Stored data:
>>

PR #105, opened 2017-09-05
add hash predicates; more hash tests

stchang:


stchang:
Btw, does hamt support weak maps?

glebm:
Hamt doesn't seem to support weak maps. Racket doesn't support immutable weak maps though.

At least the `weakhash-eq` can currently be implemented simply keeping a [WeakMap](https://developer.mozilla.org/en-US/docs/Web/JavaScript/Reference/Global_Objects/WeakMap) for objects and a regular [Map](https://developer.mozilla.org/en-US/docs/Web/JavaScript/Reference/Global_Objects/Map) for JS primitives.

`weakhash-eqv` and `weakhash-eqv` are a bit trickier.

vishesh:
Thanks @stchang. I think we don't have to worry about weak-hashequal/eqv. `weak-eq` is easy using WeakSet.

stchang:
Sure I can do it. Though I may not get to it until next week. I still plan to implement the `iterate-` functions too.

vishesh:
Awesome! I will merge this meanwhile.

PR #107, opened 2017-09-06
Switch to only supporting Node 8

### LINKED ISSUE #101: Drop NodeJS < 8
This will let us care less about polyfills.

<<

Task prompt →
Transcribe the data in full, keeping every detail.

Task answer →
PR #105, opened 2017-09-05
add hash predicates; more hash tests

stchang:


stchang:
Btw, does hamt support weak maps?

glebm:
Hamt doesn't seem to support weak maps. Racket doesn't support immutable weak maps though.

At least the `weakhash-eq` can currently be implemented simply keeping a [WeakMap](https://developer.mozilla.org/en-US/docs/Web/JavaScript/Reference/Global_Objects/WeakMap) for objects and a regular [Map](https://developer.mozilla.org/en-US/docs/Web/JavaScript/Reference/Global_Objects/Map) for JS primitives.

`weakhash-eqv` and `weakhash-eqv` are a bit trickier.

vishesh:
Thanks @stchang. I think we don't have to worry about weak-hashequal/eqv. `weak-eq` is easy using WeakSet.

stchang:
Sure I can do it. Though I may not get to it until next week. I still plan to implement the `iterate-` functions too.

vishesh:
Awesome! I will merge this meanwhile.

PR #107, opened 2017-09-06
Switch to only supporting Node 8

### LINKED ISSUE #101: Drop NodeJS < 8
This will let us care less about polyfills.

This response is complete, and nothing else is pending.